Saved data entries:

----------------

PR #131, opened 2015-11-23

amba178:
In order to update user profiles we need to add these :first_name, :last_name, and  :phone parameters to devise_parameter_sanitizer, account_upate.


joaopapereira:
Looks good

PR #132, opened 2015-11-26
connects AgileVentures/MetPlus_tracker#131

amba178:
This is implementation for login page, ticket#113.


joaopapereira:
The change looks good

PR #133, opened 2015-11-26
Closes AgileVentures/MetPlus_tracker#127

patmbolger:
Added agencies_controller with two actions: edit and update
Added spec controller tests
Added cucumber integration tests


app/helpers/agency_admin_helper.rb
```diff
@@ -4,4 +4,8 @@ def current_user_agency_admin?
     return false unless ((person = current_user.actable).is_a? AgencyPerson)
     person.agency_roles.pluck(:role).include? AgencyRole::ROLE[:AA]
   end
+  
+  def person_full_name(person)
```
joaopapereira: Shouldn't this be a model method?

app/models/agency.rb
```diff
@@ -9,10 +9,7 @@ class Agency < ActiveRecord::Base
   validates :phone, :phone => true
   validates :email, :email => true
   validates :website, :website => true
-  validates :fax, :phone => true
```
joaopapereira: Why do we stop validating the fax?

config/routes.rb
```diff
@@ -1,24 +1,22 @@
...
-
-#  post '/login' => 'session#create'
-
-#  get '/logout' => 'session#destroy'
+  
+  resources :agencies, only: [:edit, :update]
+  
+  root 'main#index'
+  
+  get 'agency_admin/home'
```
joaopapereira: Maybe this URL should look like /admin/agency/
Like this is more rest like

joaopapereira:
Looks good. Just clarify my comments

patmbolger:
I moved the 'full_name' method to User as this will be needed by both AgencyPerson and CompanyPerson.

I moved the agencies controller under the 'admin' namespace.

app/models/user.rb
```diff
@@ -37,5 +37,9 @@ def self.is_company_contact?(user)
       return false unless user.actable_type == "CompanyPerson"
       user.actable.company_roles.pluck(:role).include? CompanyRole::ROLE[:EC]
     end
+    
+    def self.full_name(person)
```
joaopapereira: This should be a instance method not a class method

config/routes.rb
```diff
@@ -1,24 +1,22 @@
...
-
-#  post '/login' => 'session#create'
-
-#  get '/logout' => 'session#destroy'
+  
+  resources :agencies, path: '/admin/agencies', only: [:edit, :update]
+  
+  root 'main#index'
+  
+  get 'agency_admin/home'
```
joaopapereira: Shouldn't this rout be under the resources part above?

app/models/agency.rb
```diff
@@ -9,10 +9,7 @@ class Agency < ActiveRecord::Base
...
-  
-  @@agency_admin = nil
```
joaopapereira: I believe we have one Issue for these changes, One to refactor this part?
Or are you thinking in the refactor ticket to refector the find_user_with_role function?

app/models/user.rb
patmbolger: what was I thinking?  thanks for catching that ....

app/models/agency.rb
patmbolger: Yes, I have refactored that in the next (pending ) PR.

config/routes.rb
patmbolger: I moved it under admin.

joaopapereira:
Looks good.

PR #135, opened 2015-11-30
Closes AgileVentures/MetPlus_tracker#137

patmbolger:
added agency branch model

### DIFF
--- a/db/migrate/20151127164027_create_branches.rb
+++ b/db/migrate/20151127164027_create_branches.rb
@@ -1,0 +1,11 @@
+class CreateBranches < ActiveRecord::Migration
+  def change
+    create_table :branches do |t|
+      t.references :agency, index: true, foreign_key: true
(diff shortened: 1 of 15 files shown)


db/migrate/20151127164027_create_branches.rb
```diff
@@ -0,0 +1,10 @@
+class CreateBranches < ActiveRecord::Migration
+  def change
+    create_table :branches do |t|
+      t.references :agency, index: true, foreign_key: true
+      t.string :code, limit: 8
+
```
joaopapereira: arent ẃe missing the address_id?

patmbolger: The Branch model has_one address, so the foreign key is in the addresses table (using the polymorphic ID and type).

joaopapereira: Ok

joaopapereira:
Look good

----------------

> What the exercise asks
Only an exact transcription of all the entries will do.

> Finished task
PR #131, opened 2015-11-23

amba178:
In order to update user profiles we need to add these :first_name, :last_name, and  :phone parameters to devise_parameter_sanitizer, account_upate.


joaopapereira:
Looks good

PR #132, opened 2015-11-26
connects AgileVentures/MetPlus_tracker#131

amba178:
This is implementation for login page, ticket#113.


joaopapereira:
The change looks good

PR #133, opened 2015-11-26
Closes AgileVentures/MetPlus_tracker#127

patmbolger:
Added agencies_controller with two actions: edit and update
Added spec controller tests
Added cucumber integration tests


app/helpers/agency_admin_helper.rb
```diff
@@ -4,4 +4,8 @@ def current_user_agency_admin?
     return false unless ((person = current_user.actable).is_a? AgencyPerson)
     person.agency_roles.pluck(:role).include? AgencyRole::ROLE[:AA]
   end
+  
+  def person_full_name(person)
```
joaopapereira: Shouldn't this be a model method?

app/models/agency.rb
```diff
@@ -9,10 +9,7 @@ class Agency < ActiveRecord::Base
   validates :phone, :phone => true
   validates :email, :email => true
   validates :website, :website => true
-  validates :fax, :phone => true
```
joaopapereira: Why do we stop validating the fax?

config/routes.rb
```diff
@@ -1,24 +1,22 @@
...
-
-#  post '/login' => 'session#create'
-
-#  get '/logout' => 'session#destroy'
+  
+  resources :agencies, only: [:edit, :update]
+  
+  root 'main#index'
+  
+  get 'agency_admin/home'
```
joaopapereira: Maybe this URL should look like /admin/agency/
Like this is more rest like

joaopapereira:
Looks good. Just clarify my comments

patmbolger:
I moved the 'full_name' method to User as this will be needed by both AgencyPerson and CompanyPerson.

I moved the agencies controller under the 'admin' namespace.

app/models/user.rb
```diff
@@ -37,5 +37,9 @@ def self.is_company_contact?(user)
       return false unless user.actable_type == "CompanyPerson"
       user.actable.company_roles.pluck(:role).include? CompanyRole::ROLE[:EC]
     end
+    
+    def self.full_name(person)
```
joaopapereira: This should be a instance method not a class method

config/routes.rb
```diff
@@ -1,24 +1,22 @@
...
-
-#  post '/login' => 'session#create'
-
-#  get '/logout' => 'session#destroy'
+  
+  resources :agencies, path: '/admin/agencies', only: [:edit, :update]
+  
+  root 'main#index'
+  
+  get 'agency_admin/home'
```
joaopapereira: Shouldn't this rout be under the resources part above?

app/models/agency.rb
```diff
@@ -9,10 +9,7 @@ class Agency < ActiveRecord::Base
...
-  
-  @@agency_admin = nil
```
joaopapereira: I believe we have one Issue for these changes, One to refactor this part?
Or are you thinking in the refactor ticket to refector the find_user_with_role function?

app/models/user.rb
patmbolger: what was I thinking?  thanks for catching that ....

app/models/agency.rb
patmbolger: Yes, I have refactored that in the next (pending ) PR.

config/routes.rb
patmbolger: I moved it under admin.

joaopapereira:
Looks good.

PR #135, opened 2015-11-30
Closes AgileVentures/MetPlus_tracker#137

patmbolger:
added agency branch model

### DIFF
--- a/db/migrate/20151127164027_create_branches.rb
+++ b/db/migrate/20151127164027_create_branches.rb
@@ -1,0 +1,11 @@
+class CreateBranches < ActiveRecord::Migration
+  def change
+    create_table :branches do |t|
+      t.references :agency, index: true, foreign_key: true
(diff shortened: 1 of 15 files shown)


db/migrate/20151127164027_create_branches.rb
```diff
@@ -0,0 +1,10 @@
+class CreateBranches < ActiveRecord::Migration
+  def change
+    create_table :branches do |t|
+      t.references :agency, index: true, foreign_key: true
+      t.string :code, limit: 8
+
```
joaopapereira: arent ẃe missing the address_id?

patmbolger: The Branch model has_one address, so the foreign key is in the addresses table (using the polymorphic ID and type).

joaopapereira: Ok

joaopapereira:
Look good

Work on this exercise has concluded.